1 windowing function
- The OVER clause is allowed only in the SELECT and ORDER BY processing phases
Two sum()over() in a select cannot be divided
- Logical order of sql execution:
- Data scenario
According to the above data, it is necessary to count how many customers wechat experts have added in the specified time period, how many customers corresponding to the store and how many customers in the region.

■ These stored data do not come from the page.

PR #35536, opened 2025-02-26
Allow the Command & Super door remotes to use the access of their user. (Re-creation of PR due to changes to game balance)

BramvanZijp:
Re-doing #26996 because the balance surrounding it has changed with AIs being a thing now.

## About the PR
Added the Custom Door Remote, this version of the command door remote has no access built into the remote, but can effect any door that the user has access to. This functionality is also copied over to the Super Door Remote.

## Why / Balance
This was removed because it made remotes too OP, however now the captains door remote cannot edit most doors while it should be able to. So then somebody made a PR to give caps remote AA, but this was rejected due to making the captain have 2 AA items to loot. This solution takes the best from each, allowing the captain to use his remote alongside his access, meaning he can bolt or emergency access any door so long as he also has his AA ID.

That previous PR got closed primarily due to concerns about a lack of counterplay, but since there is now an AI that can bolt/unbolt everything, I feel like this now only ADDS to counterplay, since the AI counters this, and this counters the AI.

## Technical details
Added a datafield to the DoorRemote component which is false by default, but true for the Custom & Super Remotes.
The code now checks for the access of Args.Used (the remote itself) if the field is false, like it does right now, while checking the access of Args.User (the person using the remote, who has the access of the remote due to holding it but also the access of any potential IDs.) if the field is true, which it only is for the command & super remotes (unless the component is changed in VV.)

## Media
Not much to show.

## Requirements

- [X] I have read and am following the [Pull Request and Changelog Guidelines](https://docs.spacestation14.com/en/general-development/codebase-info/pull-request-guidelines.html).
- [X] I have added media to this PR or it does not require an ingame showcase.

**Changelog**
:cl:
- add: Added the custom door remote, it does not have any built-in access, instead inheriting the ID access that the user has.
- tweak: The captain's locker now comes with a custom door remote instead of a command door remote.
ADMIN:
- tweak: The Super Door Remote can now effect doors that the user's ID card has access to, even if the remote itself somehow cannot access them.

PR #38702, opened 2025-07-03
Made all door remotes use the access of the user, instead of having their own access.

RangerXVII:
## About the PR
Adds to #35536 

Removes all door remotes with their own access (except super and xenoborg because I didn't want to mess with that), and replaces them with door remotes that get the access of only the user.

Also renames them to [head]'s door remote

## Why / Balance
It doesn't make sense for heads to not be able to bolt or emergency access doors that they can access. (Big discussion in #35536)

## Technical details
I have _**NO IDEA**_ why there was a security door remote mapped in marathon, but there was, and I didn't want any errors or anything, so I just removed it.

Other than that is just YAML

## Media
Content Client_ZLAdwMqtQ1
Content Client_QDtHr01nJz

## Requirements

## Breaking changes
I hope not

**Changelog**
:cl:

- tweak: Door remotes now use the access of the owner, instead of having their own accesses.
- tweak: Door remotes are now named after their owner, not department.

### DIFF
--- a/Resources/Maps/marathon.yml
+++ b/Resources/Maps/marathon.yml
@@ -62244,19 +62244,6 @@ entities:
     - type: Transform
       pos: 3.6301537,20.758205
       parent: 30
-- proto: DoorRemoteSecurity
-  entities:
-  - uid: 2429
-    components:
-    - type: Transform
-      pos: -23.516384,50.539074
-      parent: 30
-    - type: Access
-      tags:
-      - HeadOfSecurity
-      - Security
-      - Armory
-      - Brig
 - proto: DoubleEmergencyOxygenTankFilled
   entities:
   - uid: 792
--- a/Resources/Prototypes/Catalog/Fills/Lockers/heads.yml
+++ b/Resources/Prototypes/Catalog/Fills/Lockers/heads.yml
@@ -13,7 +13,7 @@
     - id: CigPackGreen
       prob: 0.50
     - id: ClothingHeadsetAltCargo
-    - id: DoorRemoteCargo
+    - id: DoorRemoteQm
     - id: RubberStampApproved
     - id: RubberStampDenied
     - id: RubberStampQm
@@ -43,7 +43,7 @@
     - id: ClothingHeadsetAltCommand
     - id: ClothingOuterArmorCaptainCarapace
     - id: CommsComputerCircuitboard
-    - id: DoorRemoteCustom
+    - id: DoorRemoteCaptain
     - id: MedalCase
     - id: NukeDisk
     - id: PinpointerNuclear
@@ -132,7 +132,7 @@
       prob: 0.5
     - id: ClothingHeadsetCommand
     - id: ClothingNeckGoldmedal
-    - id: DoorRemoteService
+    - id: DoorRemoteHop
     - id: HoPIDCard
     - id: IDComputerCircuitboard
     - id: FundingAllocationComputerCircuitboard
@@ -166,7 +166,7 @@
     - id: ClothingEyesGlassesMeson
     - id: ClothingHandsGlovesColorYellow
     - id: ClothingHeadsetAltEngineering
-    - id: DoorRemoteEngineering
+    - id: DoorRemoteCe
     - id: CargoRequestEngineeringComputerCircuitboard
     - id: RCD
     - id: RCDAmmo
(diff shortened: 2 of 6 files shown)


keronshb:
Definitely have a lot of concerns with this.
It makes the remotes 0 risk to lose, which is a terrible balancing for it.
If this is the direction we're going to go, there's 0 reason to have them split up and unique you can just have 1 custom door remote and that's it. It doesn't make sense to have all these custom ones.

How does this effect airlocks and firelocks? People shouldn't be able to bolt those with remotes, it should require hacking or the AI.

VerinSenpai:
I was worried I was reading that incorrectly but I agree, not a fan of this one.

EmoGarbage404:
Agree with keron + very little justification on this PR.

superjj18:
Instead of using access, can we just add maints access and command access to all these remotes?(assuming they don't already have command access) Biggest issue is the QM for instance can't manipulate cargo maints doors because their cargo remote only work on "cargo" doors which is arbitrary.

No reason for the lower command members to not be able to manipulate maints access doors or command access doors given that any other command member/remote holder would also be able to override it.

Only issue with this is it would give all command members access to other departments via maints, so maybe the remotes need to meet ALL access requirements for a particular airlock.

A cargo maints door would require a remote that has both cargo AND maint door access, but any command member can manipulate a door that only has maints access requirements.

RangerXVII:
@keronshb 
> It makes the remotes 0 risk to lose, which is a terrible balancing for it. 

If only a passenger gets their hands on one, they can bolt off common and maints doors, which can help them escape if they are an antag or something. It doesn't let them open anything they don't have access to, though. Since security officers don't have door remotes they would have to wait for the AI or someone who does.

Also if you are in a position to steal someone's door remote, you are in a position to steal their ID, which would let you rival the AI as bolter of doors, but, the AI and other heads are still there, which does not make you too OP.

>If this is the direction we're going to go, there's 0 reason to have them split up and unique you can just have 1 custom door remote and that's it. It doesn't make sense to have all these custom ones.

This is the same as replacing every heads clothes with the command ones. Why would that get denied? It's boring. All the heads equipment should be unique. I guess I could change it but it would be weird for all the heads to use the same remote.

> How does this effect airlocks and firelocks? People shouldn't be able to bolt those with remotes, it should require hacking or the AI.

No one can bolt/emergency access firelocks. Only open/close them.

> Instead of using access, can we just add maints access and command access to all these remotes?(assuming they don't already have command access) Biggest issue is the QM for instance can't manipulate cargo maints doors because their cargo remote only work on "cargo" doors which is arbitrary.
>
> No reason for the lower command members to not be able to manipulate maints access doors or command access doors given that any other command member/remote holder would also be able to override it.

Command members should all be able to manipulate public doors like maints. Why not command too, because they ARE part of that department.

> Only issue with this is it would give all command members access to other departments via maints, so maybe the remotes need to meet ALL access requirements for a particular airlock.
>
> A cargo maints door would require a remote that has both cargo AND maint door access, but any command member can manipulate a door that only has maints access requirements.

That's not how access works, If a door has cargo and maints, it lets someone in if they have cargo **OR** maints access, making cargo useless, since everyone has maintenance.

BramvanZijp:
> Instead of using access, can we just add maints access and command access to all these remotes?(assuming they don't already have command access) Biggest issue is the QM for instance can't manipulate cargo maints doors because their cargo remote only work on "cargo" doors which is arbitrary.
> 
> No reason for the lower command members to not be able to manipulate maints access doors or command access doors given that any other command member/remote holder would also be able to override it.
> 
> Only issue with this is it would give all command members access to other departments via maints, so maybe the remotes need to meet ALL access requirements for a particular airlock.
> 
> A cargo maints door would require a remote that has both cargo AND maint door access, but any command member can manipulate a door that only has maints access requirements.

If this is bothering you in a round, ask the HoP or the CE if you can borrow their access configurator, and change the door from maint to maint/cargo, which then means the remote can access it.

Making it so remotes need ALL accesses does not make sense, so I would discourage it.

BramvanZijp:
Or if you mean the doors going FROM maints INTO cargo, then these should already be only cargo access and thus editable by your remote.

BramvanZijp:
Furthermore.
IF this is to be implemented, the remotes should keep their access, this behaviour set to DEFAULT to true on the component, and the captain should get their command remote back as opposed to the custom one.

RangerXVII:
¯\_(ツ)_/¯

Can't combat the speedclose.

I'm done with door remotes.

SELECT distinct area, store, sum(if(store_tag=1,1,0)) over(partition by area,store) as store_num, sum(if(area_tag=1,1,0)) over(partition by area) as area_num FROM ( SELECT area, store, user, cus_id, add_date, row_number() over(partition by area,store,cus_id order by add_date) as store_tag, row_number() over(partition by area,cus_id order by add_date) as area_tag FROM table_user_log WHERE (a.add_date between '2022-01-01' and '2022-01-31') ) a ;
Find the number of people visiting cities and provinces in a certain month
- Idea: row_number() over(partition by province_id order by visit_date) as uid_s
Then sum monthly uid_s=1
Find the sales of each month and the proportion of monthly sales in the whole year
select date_time, province, mon_num/year_num as mon_rate from (select distinct date_time, province, sum(number) over(partition by province,date_time) as mon_num, sum(number) over(partition by province) as year_num from da_dmp_tidb.dwd_market_competition_insur_df where substr(date_time,1,4)='2021' and (fuel_type='Plug in hybrid' or fuel_type='Pure electric') ) t1 order by date_time, province -----------------Optimization:------------------------- --date_time Form: 202202 select date_time , sum(number) as sales_amt, sum(sum(number)) over(partition by substr(date_time,1,4)) as yearly_sales_amt, sum(number) / sum(sum(number)) over(partition by substr(date_time,1,4)) sales_rate from da_dmp_tidb.dwd_market_competition_insur_df WHERE substr(date_time,1,4)='2021' AND (fuel_type='Plug in hybrid' or fuel_type='Pure electric') group by 1 ;
- Windowing function instead of subquery
count(*) over() (select count(*) from t_person where fsalary < 5000)
- Usage of Order by
--ORDER BY Field name RANGE|ROWS BETWEEN Boundary rule 1 AND Boundary rule 2 --rows select fname, fcity, fage, fsalary, sum(fsalary) over(order by fsalary rows between unbounded preceding and current row) --Sum salary in current line from t_person --range Locate by range select fname, fcity, fage, fsalary, sum(fsalary) over(order by fsalary range between unbounded preceding and current row) Sum salary in current line from t_person --replace row_number According to the usage of FSalary Rank --Calculate from the first line( UNBOUNDED PRECEDING)To current row( CURRENT ROW)Number of personnel SELECT FName, FSalary,COUNT(*) OVER(ORDER BY FSalary ROWS BETWEEN UNBOUNDED PRECEDING ANDCURRENT ROW) FROM T_Person;
RANGE indicates that the RANGE is defined according to the RANGE of values, while ROWS indicates that the RANGE is defined according to the RANGE of ROWS
2. Data quality assurance
Data quality operation guide
1. Data quality risk monitoring
Pay attention to whether the number of table rows is greater than 0, whether the number of table rows fluctuates normally, and whether fields have null values or duplicates
Judge whether the data is accurate according to the business logic. In this case, if the UV and PV values are less than 0, it is obviously wrong data.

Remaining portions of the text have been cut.